Protest

This song has a true story - and can you really call yourself a folk duo if you don’t have a true story song about the plight of miners from the 1800’s?

This song was brought to our attention by a post from Ray Padgett on facebook (don’t you love the modern age? Back in the day this would involve renewing a library card while desperately hoping the librarian doesn’t recognise you as the person that borrowed ‘Organisation for Dummies’ and then lost it).
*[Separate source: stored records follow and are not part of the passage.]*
PR #6814, opened 2022-07-16
local-derivation-goal.cc: improve error messages when sandboxing fails

amjoseph-nixpkgs:
The failure modes for nix's sandboxing setup are pretty complicated. When nix is unable to set up the sandbox, let's provide more detail about what went wrong.

Specifically, if sandbox setup fails:

* We make sure the error message includes the word "sandbox" so the user   knows that the failure was related to sandboxing.

* If `--option sandbox-fallback false` was provided, and removing it   would have allowed further attempts to make progress, remind the user that they have disabled `sandbox-fallback`.

* If `/proc/sys/user/max_user_namespaces` is missing or zero, `warn()` the user about this, since it is at least part of the reason for the failure.

* If `/proc/self/ns/user` does not exist, `warn()` the user about this, since it is likely an indication that the kernel was compiled without `CONFIG_USER_NS=y`.

* If `/proc/sys/kernel/unprivileged_userns_clone` is present (due to a [patch carried by Debian, Ubuntu, and other distributions](https://salsa.debian.org/kernel-team/linux/-/commit/d98e00eda6bea437e39b9e80444eee84a32438a6)) and is set to `0`, `warn()` the user about this, since it is at least part of the reason for the failure.

Personally, I've stumbled over all but the last of these at one point or another -- especially because there have been [a very large number](https://www.google.com/search?hl=en&q=cve%20%22max_user_namespaces%22) of local privilege escalation vulnerabilities in Linux's user namespaces for which the recommended mitigation was adding `echo 0 > /proc/sys/user/max_user_namespaces` early in the boot process, and I tend to forget about the fact that I've applied these mitigations.

I have exercised all of the above codepaths, including the `/proc/self/ns/user` check on a machine whose kernel did in fact lack `CONFIG_USER_NS=y`, and the `/proc/sys/kernel/unprivileged_userns_clone` check on a machine running a Debian-ified kernel.

### DIFF
--- a/src/libstore/build/local-derivation-goal.cc
+++ b/src/libstore/build/local-derivation-goal.cc
@@ -862,6 +862,13 @@ void LocalDerivationGoal::startBuilder()
                             _exit(1);
                         if (!userNamespacesEnabled && errno==EPERM)
                             warn("user namespaces appear to be disabled; they are required for sandboxing; check /proc/sys/user/max_user_namespaces");
+                        if (userNamespacesEnabled) {
+                            Path procSysKernelUnprivilegedUsernsClone = "/proc/sys/kernel/unprivileged_userns_clone";
+                            if (pathExists(procSysKernelUnprivilegedUsernsClone)
+                                && trim(readFile(procSysKernelUnprivilegedUsernsClone)) == "0") {
+                                warn("user namespaces appear to be disabled; they are required for sandboxing; check /proc/sys/kernel/unprivileged_userns_clone");
+                            }
+                        }
                         Path procSelfNsUser = "/proc/self/ns/user";
                         if (!pathExists(procSelfNsUser))
                             warn("/proc/self/ns/user does not exist; your kernel was likely built without CONFIG_USER_NS=y, which is required for sandboxing");
--- a/src/libstore/build/local-derivation-goal.cc
+++ b/src/libstore/build/local-derivation-goal.cc
@@ -855,11 +855,6 @@ void LocalDerivationGoal::startBuilder()
                 switch(errno) {
                     case EPERM:
                     case EINVAL: {
-                        /* Otherwise exit with EPERM so we can handle this in the
-                           parent. This is only done when sandbox-fallback is set
-                           to true (the default). */
-                        if (settings.sandboxFallback)
-                            _exit(1);
                         if (!userNamespacesEnabled && errno==EPERM)
                             notice("user namespaces appear to be disabled; they are required for sandboxing; check /proc/sys/user/max_user_namespaces");
                         if (userNamespacesEnabled) {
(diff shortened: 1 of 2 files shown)


src/libstore/build/local-derivation-goal.cc
```diff
@@ -845,18 +845,41 @@ void LocalDerivationGoal::startBuilder()
...
+                                warn("user namespaces appear to be disabled; they are required for sandboxing; check /proc/sys/kernel/unprivileged_userns_clone");
+                            }
+                        }
+                        Path procSelfNsUser = "/proc/self/ns/user";
+                        if (!pathExists(procSelfNsUser))
+                            warn("/proc/self/ns/user does not exist; your kernel was likely built without CONFIG_USER_NS=y, which is required for sandboxing");
+                        /* Mention sandbox-fallback in the error message so the user
+                           knows that having it disabled contributed to the
+                           unrecoverability of this failure */
+                        throw SysError("creating sandboxed builder process using clone(), without sandbox-fallback");
```
thufschmitt, line 878: I think this might not do what it should because the constructor of `SysError` reads `errno`, but at that point `errno` is probably no longer the right one

thufschmitt (changes requested):
Thanks, I think it can be quite helpful to have some basic builtin debugging :)
Left a couple of suggestions, but looks good overall

src/libstore/build/local-derivation-goal.cc
```diff
@@ -845,18 +845,41 @@ void LocalDerivationGoal::startBuilder()
...
+                switch(errno) {
+                    case EPERM:
+                    case EINVAL: {
+                        /* Otherwise exit with EPERM so we can handle this in the
+                           parent. This is only done when sandbox-fallback is set
+                           to true (the default). */
+                        if (settings.sandboxFallback)
+                            _exit(1);
+                        if (!userNamespacesEnabled && errno==EPERM)
+                            warn("user namespaces appear to be disabled; they are required for sandboxing; check /proc/sys/user/max_user_namespaces");
```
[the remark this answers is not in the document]
amjoseph-nixpkgs: I like that idea too.

99fcc91f67ece5a9646065665395f496d6a0cb84

src/libstore/build/local-derivation-goal.cc
amjoseph-nixpkgs: Thanks; I didn't see a version of `SysError()` that takes `errno` as an argument (rather than from the implicit global variable in the C runtime), so I added one... but my C++ is very stale; I'd appreciate it if you could look over 4e0c51786 in particular.

thufschmitt: Looks good :)

(What I actually had in mind was to construct the `SysError` at the start at the block when `errno` was still the right one and throw it at the end, but having an explicit `errno` argument is actually cleaner, so all the better)

thufschmitt (approved):
Thanks :)

I'll wait for the CI to complete, and if it doesn't complain I'll merge

src/libstore/build/local-derivation-goal.cc
amjoseph-nixpkgs: > (What I actually had in mind was to construct the `SysError` at the start at the block when `errno` was still the right one

Oh wow, that did not even occur to me!  If it had, I probably would've done that.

Anyway, it’s a great piece of Yorkshire history and gave rise to a proper folk musician right of passage - we can officially retire now, knowing we have done our bit for the plight of 19th century miners. Here’s the story:

In 1893 the price of coal dropped by 35%.
Greedy pit owners soon set their eyes to slashing the already impoverished workers' wages by 25%.
At a demonstration in Wakefield the Yorkshire Miners' Association leaders said 'No reduction will be submitted to. We intend to stick to what we have got. We got it by conquest and it will have to be taken away from us by conquest.'
In June 1893, the mine owners locked the workers out across West Ridings 253 pits. Around 80,000 miners stopped work. The strike began peacefully until strikebreakers were hired to move the coal and miners began to assemble at the collieries where coal was being loaded onto railway wagons.
On September 7th word spread across Featherstone that coal was being moved at Ackton Hall Pit and locals gathered to confront the managers. Local police were out of town that day as they had been sent to the Doncaster for the races. Soldiers from the 1st battalion of the south Staffordshire Regiment were drafted to maintain order. The Riot Act was read by local magistrate, Bernard Hartley, and the soldiers were deployed to disperse the crowd.
At this point the miners were suffering from hunger, but they remained determined. The crowd is said to have greeted the soldiers by chanting 'We would rather be shot than hungered to death!' and refused to disperse.
The soldiers were instructed to fire warning shots above the crowd's heads. The second volley of shots wounded eight people. Two young men were killed - James Duggan (25) and James Gibb (22).